Muerte. Una palabra que llena el alma de congojas, de miedos, de amargura. Una palabra que significa el paso al reino de lo incierto, el fin de los sueños y esperanzas, la ruptura con aquello que creímos era nuestro.

Muerte. Una certeza, quizá la única que tenemos: un día ella llamará a nuestra puerta, y, con o sin permiso, entrará. Odiada o amada, deseada o temida, entrará, como un ladrón, cuando no lo esperemos, cuando no lo queramos, cuando no lo pensemos.

Muerte. Para el cristiano la muerte implica un paso lleno de esperanza. Morir es el final de un tiempo que tuvimos en nuestras manos, y que escribimos con lágrimas, sudor y rezos. Pero morir también es el inicio de una vida eterna, que nunca acaba. Una vida y un cielo, si es que supimos aprovechar el tiempo, si es que invertimos en lo más cierto, si es que amamos a nuestros hermanos.

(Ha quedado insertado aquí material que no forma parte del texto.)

PR #314, opened 2015-10-31
[2.0][POC] Start with a resource provider

WouterJ:
Just to play around with fully implementing Puli in CMF 2.0. In the future, I think we can remove all persistence implementations and just only rely on resource (people will configure resource how to handle resources, e.g. with a filesystem, PHPCR, ORM, etc.).

This requires https://github.com/symfony-cmf/ResourceBundle/pull/16

Replaces https://github.com/symfony-cmf/RoutingBundle/pull/288. This PR uses Puli discovery to locate resources, this deprecates all basepath stuff (:tada:).

Example Config
---
```
cmf_resource:
    repositories:
        # configure CMF Resource to use a PHPCR ODM backend
        default:
            type: doctrine_phpcr_odm
    discovery:
        bindings:
            # bind the /cmf/simple resource and its children to the
            # cmf/routes type (discovered by the ResourceRouteProvider)
            - { path: /cms/simple, type: cmf/routes }
            - { path: /cms/simple/*, type: cmf/routes }

cmf_routing:
    dynamic:
        persistence:
            # PHPCR is required for mapping, this has to be refactored when we start developing CMF 2
            phpcr: true
            resource: true
        templates_by_class:
            Symfony\Cmf\Bundle\SimpleCmsBundle\Doctrine\Phpcr\Page: AcmeDemoBundle:Page:index.html.twig
```


Provider/ResourceRouteProvider.php
```diff
@@ -0,0 +1,111 @@
...
+        return $this->candidatesStrategy->getCandidates($request);
+    }
+
+    private function discoverRoutes()
+    {
+        if (0 !== count($this->routesByUri)) {
+            return;
+        }
+
+        foreach ($this->discovery->findBindings('cmf/routes') as $binding) {
```
WouterJ: it's not so nice to do this every request, we should add some caching here.

dantleech:
This looks awesome :)

Provider/ResourceRouteProvider.php
dantleech: So we eagerly load all the routes in the resource tree into memory? What about depth > 1 routes? e.g. `/cms/simple/*/**`

dbu:
does this block the 2.0 release? can it be added in 2.1 or is it too much of a BC break?

WouterJ:
@dbu it's not a BC break at all, adding new providers isn't a BC break...

However, this feature requires Puli. All CMF 2.0 bundles require SonataDoctrinePhpcrAdminBundle 2.0, which requires Puli. So in some way, merging this feature in 2.0 or not, we all have to wait untill Puli to release CMF 2.0.

dbu:
> @dbu <https://github.com/dbu> it's not a BC break at all, adding new
> providers isn't a BC break...

ah, i thought it replaces the existing providers. great, then no blocker.

> All CMF 2.0 bundles require
> SonataDoctrinePhpcrAdminBundle 2.0, which requires Puli. So in some way,
> merging this feature in 2.0 or not, we all have to wait untill Puli to
> release CMF 2.0.

i hope we can solve this with the effort by max to move all admins to
the admin integration bundle.

WouterJ:
> i hope we can solve this with the effort by max to move all admins to the admin integration bundle.

Yeah, but that means releasing CMF 2.0 without any stable admin integration. That seems a bit strange to me.

dbu:
not everybody uses/needs sonata admin, i would think, so still better than not releasing a version that works with symfony 3.

dantleech:
we could also implement the resource repository / resource APIs natively in 2.0 until Puli stable, if we really had to - that would be enough for the tree browser / resource rest use case (although not for this PR  which requires discovery etc).

dbu:
what do we do with this? is it a blocker for 2.0 or not?

wouterj:
No, can be easily skipped and moved to 2.1.

PR #315, opened 2015-11-04
Fix lowest deps build

WouterJ:


dbu:
looks like we need a newer version of jackalope?

WouterJ:
@dbu the strange thing is that the versions are exactly the same as in https://travis-ci.org/symfony-cmf/RoutingBundle/jobs/89195242 and it works correctly there...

Muerte y vida luchan, en un combate desigual. La muerte arremete y asalta a Cristo, Señor de la Vida y de la Historia. La Cruz parece el signo de la derrota y del fracaso, el lugar de la amargura y del pecado. Pero entonces, el Cristo crucificado rompe los sellos y se convierte en el Cristo triunfante, el Cristo de la Resurrección y de la Vida, el Cristo Señor de tu historia y de la mía.

Vida. Cada día que pasa es un paso adelante hacia la muerte. Cada hora que corre nos pone ante el abismo y el misterio. Cada gesto que hacemos escapa de nuestro poder y nos retrata. Un acto de amor construye el cielo. El odio sólo sabe de amarguras y de infiernos.

Vida y muerte. Así, en un momento de silencio, pensamos hacia adentro, miramos nuestro viento, y queremos, como el soplo de la tarde, amanecer una mañana en la gran luz de la misericordia.